• [Task goal]:
The expected output is the data itself, duplicated in full.

Extracted data entries
BEGIN
Issue #1664, opened 2019-09-10
12.0 auto_backup access denied list_db


jcarlosmontoya:
Module does not work when list_db parameter is False

![image](https://user-images.githubusercontent.com/7680456/64592736-f3d26b80-d3ac-11e9-9268-95a256ce0a0a.png)

Odoo check this
![image](https://user-images.githubusercontent.com/7680456/64592860-38f69d80-d3ad-11e9-8fdf-fda391dbc8a8.png)

![image](https://user-images.githubusercontent.com/7680456/64592905-4a3faa00-d3ad-11e9-85d0-26eacfdd1298.png)

![image](https://user-images.githubusercontent.com/7680456/64593115-c33f0180-d3ad-11e9-959f-498693bdc908.png)

OmniaGit:
In case of cloud database we always disable the list of it.
so in this case will be very useful having a field that allows to specifies if you want to backup a single database or all the database..

mcerutti:
I'm having the same issue on v14. There's any update ?

mathben:
**This is the reason**
Message :
[MERGE] forward port branch saas-15 up to 43eca3079e4

Author : 
Christophe Simonis

Time :
Commit #b29e053436b69223e25c49955006c910cd59316d

Date :
Mon Aug 06 05:32:12 EDT 2018

**Solution**
We can support to backup multiple database, this is what you want? Or we can disable this feature when no need it?
The reason is to not backup another database then yours when you share the machine.

Issue #1310, opened 2018-07-07
11.0 backup access denied 


abdallamhafeez:
Hi
I have issue when take backup via `auto_backup` and make option `list_db = False` appear error in log `
odoo.exceptions.AccessDenied: Access denied` and backup file created with zero size

jcarlosmontoya:
Hello, this module does not work with list_db = False config parameter

![image](https://user-images.githubusercontent.com/7680456/64592565-93432e80-d3ac-11e9-95e3-45e48ad47783.png)

kos94ok-3D:
Related: #1664

PR #3639, opened 2026-06-06
[18.0][FIX] auto_backup: allow scheduled backup when list_db is disabled

klodr:
## Problem

jobs fail with:

`list_db = False` is a common hardening that only aims at hiding database
management from the **web** interface; a scheduled backup is a trusted
server-side operation and should still run.

## Fix

restores its original value (`try/finally`, even on error). A regression test
(`test_action_backup_local_list_db_disabled`) is added.

## Related

- Long-standing issue, reported in #1310 and #1664.
- #2904 (15.0) proposed the same toggle but without `try/finally` safety or a
  test; #2419 was a different, closed approach.

This is the base PR (18.0); ports to 17.0 / 16.0 / 15.0 / 14.0 follow.

### DIFF
--- a/auto_backup/README.rst
+++ b/auto_backup/README.rst
@@ -113,7 +113,6 @@ Known issues / Roadmap
   changing settings, you need to run the backup from outside of the main
   Odoo instance. How to do this is outlined in `this blog
   post <https://blog.laslabs.com/2016/10/running-python-scripts-within-odoos-environment/>`__.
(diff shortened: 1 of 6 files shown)


klodr:
@OCA/server-tools-maintainers gentle ping — all checks green and mergeable. This is the 18.0 head of the series (#3640 17.0, #3641 16.0, #3642 15.0, #3643 14.0); it may be the easiest entry point for review.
END
• [Answer to this task]:
Issue #1664, opened 2019-09-10
12.0 auto_backup access denied list_db


jcarlosmontoya:
Module does not work when list_db parameter is False

![image](https://user-images.githubusercontent.com/7680456/64592736-f3d26b80-d3ac-11e9-9268-95a256ce0a0a.png)

Odoo check this
![image](https://user-images.githubusercontent.com/7680456/64592860-38f69d80-d3ad-11e9-8fdf-fda391dbc8a8.png)

![image](https://user-images.githubusercontent.com/7680456/64592905-4a3faa00-d3ad-11e9-85d0-26eacfdd1298.png)

![image](https://user-images.githubusercontent.com/7680456/64593115-c33f0180-d3ad-11e9-959f-498693bdc908.png)

OmniaGit:
In case of cloud database we always disable the list of it.
so in this case will be very useful having a field that allows to specifies if you want to backup a single database or all the database..

mcerutti:
I'm having the same issue on v14. There's any update ?

mathben:
**This is the reason**
Message :
[MERGE] forward port branch saas-15 up to 43eca3079e4

Author : 
Christophe Simonis

Time :
Commit #b29e053436b69223e25c49955006c910cd59316d

Date :
Mon Aug 06 05:32:12 EDT 2018

**Solution**
We can support to backup multiple database, this is what you want? Or we can disable this feature when no need it?
The reason is to not backup another database then yours when you share the machine.

Issue #1310, opened 2018-07-07
11.0 backup access denied 


abdallamhafeez:
Hi
I have issue when take backup via `auto_backup` and make option `list_db = False` appear error in log `
odoo.exceptions.AccessDenied: Access denied` and backup file created with zero size

jcarlosmontoya:
Hello, this module does not work with list_db = False config parameter

![image](https://user-images.githubusercontent.com/7680456/64592565-93432e80-d3ac-11e9-95e3-45e48ad47783.png)

kos94ok-3D:
Related: #1664

PR #3639, opened 2026-06-06
[18.0][FIX] auto_backup: allow scheduled backup when list_db is disabled

klodr:
## Problem

jobs fail with:

`list_db = False` is a common hardening that only aims at hiding database
management from the **web** interface; a scheduled backup is a trusted
server-side operation and should still run.

## Fix

restores its original value (`try/finally`, even on error). A regression test
(`test_action_backup_local_list_db_disabled`) is added.

## Related

- Long-standing issue, reported in #1310 and #1664.
- #2904 (15.0) proposed the same toggle but without `try/finally` safety or a
  test; #2419 was a different, closed approach.

This is the base PR (18.0); ports to 17.0 / 16.0 / 15.0 / 14.0 follow.

### DIFF
--- a/auto_backup/README.rst
+++ b/auto_backup/README.rst
@@ -113,7 +113,6 @@ Known issues / Roadmap
   changing settings, you need to run the backup from outside of the main
   Odoo instance. How to do this is outlined in `this blog
   post <https://blog.laslabs.com/2016/10/running-python-scripts-within-odoos-environment/>`__.
(diff shortened: 1 of 6 files shown)


klodr:
@OCA/server-tools-maintainers gentle ping — all checks green and mergeable. This is the 18.0 head of the series (#3640 17.0, #3641 16.0, #3642 15.0, #3643 14.0); it may be the easiest entry point for review.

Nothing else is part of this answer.